Code

Emulating Ecological Memory with Recurrent Neural Networks

Code on github

With Basil Kraft and Sujan Koirala, we developped an deep learning emulator to provide an insight into the relevance of memory effects in the Earth system and presents an experimental case study to use an Recurrent Neural Network (RNN) model to emulate a physical model. We demonstrate that an RNN is largely capable of learning the memory effects encoded in a physical model. A non-temporal fully connected model cannot reproduce such memory effects, especially during anomalous conditions (e.g. climate extremes).

If using this code, please cite: Emulating Ecological Memory with Recurrent Neural Networks B. Kraft, S. Besnard, S. Koirala Deep Learning for the Earth Sciences: A Comprehensive Approach to Remote Sensing, Climate Science and Geosciences, Nov. 2019.
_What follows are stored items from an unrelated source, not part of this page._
PR #1332, opened 2019-07-15
Fix for #1274

### LINKED ISSUE #1274: panic: first replica is not the primary replica for the token

ScyllaDB 2018.1.10

github.com/martin-sucha/gocql@v0.0.0-20190227121127-86b0b61a5e6c

### What did you do?

After our database cluster went dead due to a server-side database bug, the gocql client panicked.

I'd expect the client to be resilient against cluster failures. If it can't reconnect to the nodes, it should not panic, but return errors instead, so that the service can fail gracefully.

### What did you see instead?

The gocql driver panicked with:

```
github.com/gocql/gocql.(*networkTopology).replicaMap(0xc00101e090, 0xc00101e078, 0x0, 0x0, 0xc007394000, 0x100, 0x100, 0x4634f5)
	/go/pkg/mod/github.com/martin-sucha/gocql@v0.0.0-20190227121127-86b0b61a5e6c/topology.go:203 +0x1291
github.com/gocql/gocql.(*tokenAwareHostPolicy).updateKeyspaceMetadata(0xc00017cf80, 0xc0000380f1, 0x7)
	/go/pkg/mod/github.com/martin-sucha/gocql@v0.0.0-20190227121127-86b0b61a5e6c/policies.go:447 +0x395
github.com/gocql/gocql.(*tokenAwareHostPolicy).AddHost(0xc00017cf80, 0xc0003e02c0)
	/go/pkg/mod/github.com/martin-sucha/gocql@v0.0.0-20190227121127-86b0b61a5e6c/policies.go:478 +0x6e
github.com/gocql/gocql.(*Session).addNewNode(0xc0000edc00, 0xc0003e02c0)
	/go/pkg/mod/github.com/martin-sucha/gocql@v0.0.0-20190227121127-86b0b61a5e6c/events.go:188 +0x9f
github.com/gocql/gocql.(*Session).handleNodeUp(0xc0000edc00, 0xc000b6eab0, 0x10, 0x10, 0x2352, 0xc00352ce01)
	/go/pkg/mod/github.com/martin-sucha/gocql@v0.0.0-20190227121127-86b0b61a5e6c/events.go:273 +0x10d
github.com/gocql/gocql.(*Session).reconnectDownedHosts(0xc0000edc00, 0x12a05f200)
	/go/pkg/mod/github.com/martin-sucha/gocql@v0.0.0-20190227121127-86b0b61a5e6c/session.go:284 +0x112
created by github.com/gocql/gocql.(*Session).init
	/go/pkg/mod/github.com/martin-sucha/gocql@v0.0.0-20190227121127-86b0b61a5e6c/session.go:233 +0x4a5
```

martin-sucha:
This pull request is based on PR https://github.com/gocql/gocql/pull/1328 as I reused some of that code to setup the test to reproduce the issue, so you might want to review that first separately. Only the last commit in this branch is the actual fix, while the one before that adds a test to reproduce the race condition.

The commit description for the last commit follows:
```
Fix updating cluster state in tokenAwareHostPolicy

tokenAwareHostPolicy keeps track of hosts in the cluster, keeps the
token ring and a map of token to replicas that keep the data (which is
computed using a placement strategy).

One issue that is present in old the code is that it updates the host
list and token ring whenever a node goes up or down. While the replica
map is only updated in AddHost/RemoveHost, it could be computed based
on partial host list in case AddHost/RemoveHost is called whenever some
host is down. The placement strategy would not see all nodes in the
cluster in that case. In fact, HostUp is never called anywhere in the
code now and AddHost is called even in case when a node goes up. So this
commit changes tokenAwareHostPolicy to only update token ring and
replica map whenever hosts change in AddHost/RemoveHost and not
HostUp/HostDown.

There is also a race condition in updateKeyspaceMetadata when computing
replicas, as it accesses fields that are synchronized separately
(tokenRing and hosts), but the placement strategy assumes the values it
receives are consistent. This leads to panics triggered in replicaMap
in case the race is hit when hosts are rapidly added/removed or getting
up/down (such as when we lose connection to multiple nodes at the same
time).

One sequence of events that might lead to the race condition and panic
in networkTopology.replicaMap could be like below:

1. A: calls tokenAwareHostPolicy.AddHost
2. A: calls tokenAwareHostPolicy.HostUp
3. A: calls tokenAwareHostPolicy.updateKeyspaceMetadata
4. A: calls tr, _ := t.tokenRing.Load().(*tokenRing) to read token Ring
5. B: calls tokenAwareHostPolicy.RemoveHost
6. B: calls tokenAwareHostPolicy.HostDown which calls
      t.hosts.remove(host.ConnectAddress())
7. A: calls strat.replicaMap(t.hosts.get(), tr.tokens)

To fix the inconsistencies, we need to perform the entire state change
atomically.

I think we can just lock (for writing) during the entire state update
as host add/remove should be rare. The remaining reads in Pick still
use lock-free access, but we now copy and replace all the metadata with
a single atomic.Value store instead of multiple atomic.Value fields.

I left the hosts field as cowHostList type, but it could be replaced by
a simple unsynchronized type as all accesses to hosts are now protected
by `tokenAwareHostPolicy.mu`.

Fixes #1274
```

### DIFF
--- a/policies.go
+++ b/policies.go
@@ -398,21 +398,27 @@ func TokenAwareHostPolicy(fallback HostSelectionPolicy, opts ...func(*tokenAware
 	return p
 }
 
-type keyspaceMeta struct {
+// clusterMeta holds metadata about cluster topology.
+// It is used inside atomic.Value and shallow copies are used when replacing it,
+// so fields should not be modified in-place. Instead, to modify a field a copy of the field should be made
+// and the pointer in clusterMeta updated to point to the new value.
+type clusterMeta struct {
+	// replicas is map[keyspace]map[token]hosts
 	replicas map[string]map[token][]*HostInfo
+	tokenRing *tokenRing
 }
 
 type tokenAwareHostPolicy struct {
-	hosts       cowHostList
-	mu          sync.RWMutex
-	partitioner string
 	fallback    HostSelectionPolicy
 	session     *Session
+	shuffleReplicas          bool
 
-	tokenRing atomic.Value // *tokenRing
-	keyspaces atomic.Value // *keyspaceMeta
-
-	shuffleReplicas bool
+	// mu protects writes to hosts, partitioner, metadata.
+	// reads can be unlocked as long as they are not used for updating state later.
+	mu          sync.Mutex
+	hosts       cowHostList
+	partitioner string
+	metadata    atomic.Value // *clusterMeta
 }
 
 func (t *tokenAwareHostPolicy) Init(s *Session) {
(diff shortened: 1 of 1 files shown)


martin-sucha:
Also please let me know if you are okay with the 100ms sleep in the test.

martin-sucha:
Also, if there is a better name for `clusterMeta` struct, please let me know. There is already `clusterMetadata` type in `ring.go`

martin-sucha:
I can also rebase just the latest commit onto master if you prefer.

martin-sucha:
Okay, rebased just the latest commit onto master.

@incollection{Kraft2021emulating,
    title = {Emulating Ecological Memory with Recurrent Neural Networks},
    booktitle = {Deep Learning for the Earth Sciences: A Comprehensive Approach to Remote Sensing, Climate Science and Geosciences},
    author = {Kraft, Basil and Besnard, Simon and Koirala, Sujan},
    editor = {Camps-Valls, Gustau and Tuia, Devis and Zhu, Xiao Xiang and Reichstein, Markus},
    edition = {1st edition},
    publisher = ,
    isbn = {978-1-119-64614-3},
    Year = {2021}
}

ageUpscaling: a Python package for model training and upscaling forest age product

ageUpscaling code on GitLab. I will make it public soon!

The ageUpscaling toolbox implements different Python modules to train machine learning models and perform the upscaling of pre-trained models.

It allows to generate global forest age map. It can be easily adapted to new datasets and new set of models can be plugged-in.

gediwavedl: a Python package for processing and upscaling GEDI L1B waveforms

gediwavedl code on GitLab. I will make it public soon!

The gediwavedl toolbox implements different Python modules to download and process GEDI products. It also allows users to acquire satellite imagery from the microsoft planetary for any GEDI shots.